BurntSushi / bstr

A string type for Rust that is not required to be valid UTF-8.
Other
745 stars 51 forks source link

remove `Borrow<BStr> for String` impls (and similar) in a semver compatible release #168

Open Xuanwo opened 7 months ago

Xuanwo commented 7 months ago

Given the following code:

use bstr;

#[test]
fn test_bstr() {
    let mut m = HashMap::new();
    m.insert("hello".to_owned(), 42i8);
    assert!(m.get(bstr::BStr::new("hello")).copied() == Some(42));
}

We expect it to pass, but failed. The root cause is: the hash for identical content differs between a String and bytes.

Considering Borrow's requirement:

In particular Eq, Ord and Hash must be equivalent for borrowed and owned values: x.borrow() == y.borrow() should give the same result as x == y.

Is it safe to implement Borrow<BStr> for String?

BurntSushi commented 7 months ago

Is it safe to implement Borrow<BStr> for String?

It is absolutely safe to do so, yes. Is it correct to do so? Maybe. It certainly appears to be the case that the current configuration is not correct though.

I wonder what the right thing to do here is. I see a few different paths:

  1. Remove the Borrow impls and release bstr 2.0.
  2. Mark this as wontfix.
  3. If I'm correct in understanding the issue here, perhaps we can change the Hash implementation of BStr to match that of str? Is that possible?

If we decide on path (1), then to be clear, it won't happen any time soon. I don't plan on putting out a bstr 2.0 release for at least some number of years. Possibly never if no serious issues arise.
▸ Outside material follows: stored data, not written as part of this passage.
PR #7514, opened 2024-07-02
feat: projects limit

kwasniew:
## About the changes

Limit number of projects in the backend to 500.

Next PR:
* disable add project button when the limit is reached and prevent new projects in the UI

## Discussion points

Enforcing minimum limit of 1 project. This is to prevent configuration mistakes where no projects are allowed.

### DIFF
--- a/src/lib/features/project/project-service.ts
+++ b/src/lib/features/project/project-service.ts
@@ -70,7 +70,10 @@ import { calculateAverageTimeToProd } from '../feature-toggle/time-to-production
 import type { IProjectStatsStore } from '../../types/stores/project-stats-store-type';
 import { uniqueByKey } from '../../util/unique';
 import { BadDataError, PermissionError } from '../../error';
-import type { ProjectDoraMetricsSchema } from '../../openapi';
+import type {
+    ProjectDoraMetricsSchema,
+    ResourceLimitsSchema,
+} from '../../openapi';
 import { checkFeatureNamingData } from '../feature-naming-pattern/feature-naming-validation';
 import type { IPrivateProjectChecker } from '../private-project/privateProjectCheckerType';
 import type EventService from '../events/event-service';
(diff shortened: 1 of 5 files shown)


src/lib/openapi/spec/resource-limits-schema.ts
```diff
@@ -82,6 +83,12 @@ export const resourceLimitsSchema = {
             example: 50,
             description: 'The maximum number of environments allowed.',
         },
+        projects: {
+            type: 'integer',
+            minimum: 1,
```
kwasniew, line 88: this is also enforced in the service

src/lib/features/project/project-service.ts
```diff
@@ -304,6 +311,18 @@ export default class ProjectService {
             await this.validateEnvironmentsExist(environments);
         }
     }
+
+    async validateProjectLimit() {
+        if (!this.flagResolver.isEnabled('resourceLimits')) return;
+
+        const limit = Math.max(this.resourceLimits.projects, 1);
```
thomasheartman, line 318: Any particular reason why you wanna put this minimum here and not in the parsing of the value?

src/lib/openapi/spec/resource-limits-schema.ts
thomasheartman: I'm sure you know this, but the limit here really has no bearing on what goes on in Unleash, right? This is just a promise we make to our end users. And in fact, in this case, if you set it to 0, you'll get 0 out. Unleash will say the schema doesn't allow the value, but it won't correct it for you.

Unless I'm missing something?

thomasheartman (approved):
Nice one! Just a few minor comments.

src/lib/features/project/project-service.ts
kwasniew: Will do this in the next PR. I like your idea more.

src/lib/openapi/spec/resource-limits-schema.ts
kwasniew: I wanted to communicate that you'll never get 0 in the GET request for UI config with the resource limits. The parsing (`Math.max(1, parseEnvVarNumber(process.env.UNLEASH_PROJECTS_LIMIT, 500))`) we're doing should provide this guarantee

thomasheartman:
Side note: should we consider setting minimum values in parsing for all the limits? So that you can't set nagitev ilimts etc?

With that said, this does strike me as very unfortunate, and so I'm hoping there is a way to fix this in a compatible manner.

thomcc commented 7 months ago

3 is possible for sure. Something like this would match the Hash impl for str.

impl core::hash::Hash for BStr {
    fn hash<H: core::hash::Hasher>(&self, h: &mut H) {
        h.write(self.as_bytes());
        h.write_u8(0xff);
    }
}

Unfortunately this would still be different from the Hash impl for [u8]. IOW, I don't think it's possible to have a correct Borrow impl for both [u8] and str, although I had never considered it before.

BurntSushi commented 7 months ago

Yeah, indeed, we have Borrow impls for both [u8] and str. This seems like quite an unfortunate mistake on my part.

BurntSushi commented 7 months ago

@Xuanwo For you, I think the work-around is to define a newtype with the semantics you need. (And this is likely what The Real Solution would be anyway, since it seems like Borrow<BStr> for String was not correct to add.)

XeCycle commented 7 months ago

A newtype sounds correct within the current HashMap interface, but I'm afraid that how str is hashed in std may be an implementation detail. I'm not really confident with adding it myself, only to find that std changed impl Hash for str years later; however I'd be more confident if we add it in bstr, maybe BStr::new("hello").hash_as_str(), because bstr is reasonably popular and (I guess) should be part of crater tests. No idea whether the libs team feel good at being locked, though...

XeCycle commented 7 months ago

Another thought: can we declare String: Borrow<BStr> as broken, as a bug, and simply drop it without bumping version? Apparently indexing a HashMap<String, _> with BStr is wrong today, so potential users should have been using some workaround.

However I agree that dropping it is technically a breaking change, so we can't be more careful on this...

BurntSushi commented 7 months ago

@XeCycle That is perhaps defensible given that it's incorrect and leads to incorrect results in practice. I think it's likely that's the route I'll go. We don't have crater for crates though, so it's hard to know the impact. One thing I can perhaps do is issue a release with a deprecation warning that it's going to be removed so that folks not following the issue tracker have a chance to act before the breakage is upon them.

Xuanwo commented 7 months ago

It's quite hard to find use cases as described. I searched for get(BStr::new(, but only found one instance: https://github.com/search?q=%22get%28BStr%3A%3Anew%22&type=code

Besides, there are 243 reverse dependencies listed at https://crates.io/crates/bstr/reverse_dependencies. I'm considering writing some scripts to patch bstr (by removing Borrow<BStr>) and test whether they can successfully build.

BurntSushi commented 7 months ago

If you want to do that, that would be most appreciated. Although regardless of the result of that, I'm likely to at least push this through a deprecation period to give folks time to migrate away from the broken API.